Stored records:
PR #52, opened 2020-12-14
doc: add tx information to listvaults

edouardparis:


doc/API.md
```diff
@@ -67,16 +67,35 @@ Get an address to build a deposit transaction.
...
 
 Note that the `scriptPubKey` is implicitly known as we have the vault output Miniscript descriptor.
 **TODO** Maybe we should store and give the xpub derivation index as well ?
 
+### Vault Transaction resource
+
+| Field         | Type   | Description                                      |
+| ------------- | ------ | ------------------------------------------------ |
+| `blockheight` | int    | Block height of the transaction                  |
+| `hex`         | string | Hexadecimal format of the transaction            |
```
edouardparis, line 96: I choose the hex format of the transaction in order to the client to be able to parse it in case of needs for more tx information

doc/API.md
```diff
@@ -67,16 +67,35 @@ Get an address to build a deposit transaction.
...
-| ------------- | ------ | ------------------------------------------------------------------------------------ |
-| `amount`      | int    | Amount of the vault in satoshis                                                      |
-| `status`      | string | Status of the vault (see [vault statuses](#vault-statuses))                          |
-| `txid`        | string | Deposit txid of the vault deposit transaction                                        |
-| `vout`        | vout   | Index of the deposit output in the deposit transaction.                              |
+| Field         | Type   | Description                                                 |
+| ------------- | ------ | ----------------------------------------------------------- |
+| `amount`      | int    | Amount of the vault in satoshis                             |
+| `blockheight` | int    | Blockheight of the deposit transaction block                |
+| `created_at`  | int    | Timestamp of the deposit transaction block                  |
```
darosior, line 74: Why do you want the block's timestamp ?

doc/API.md
```diff
@@ -67,16 +67,35 @@ Get an address to build a deposit transaction.
...
+| `txid`        | string | Deposit txid of the vault deposit transaction               |
+| `updated_at`  | int    | Timestamp of the last status change                         |
+| `vout`        | int    | Index of the deposit output in the deposit transaction.     |
+
+Some fields can be added:
+
+| Field         | Type                                                      | Description                                                                |
+| ------------- | --------------------------------------------------------- | -------------------------------------------------------------------------- |
+| `final_tx`    | [Vault transaction resource](#vault-transaction-resource) | Final transaction -- not present if the vault is not spent or cancelled    |
+| `unvault_tx`  | [Vault transaction resource](#vault-transaction-resource) | Unvault transaction -- not present if vault is not unvaulting or unvaulted |
```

PROMPT> Go through the records above and copy every line with the word "Type".

ANSWER FOR THIS EXERCISE>
+| Field         | Type   | Description                                      |
+| Field         | Type   | Description                                                 |
+| Field         | Type                                                      | Description                                                                |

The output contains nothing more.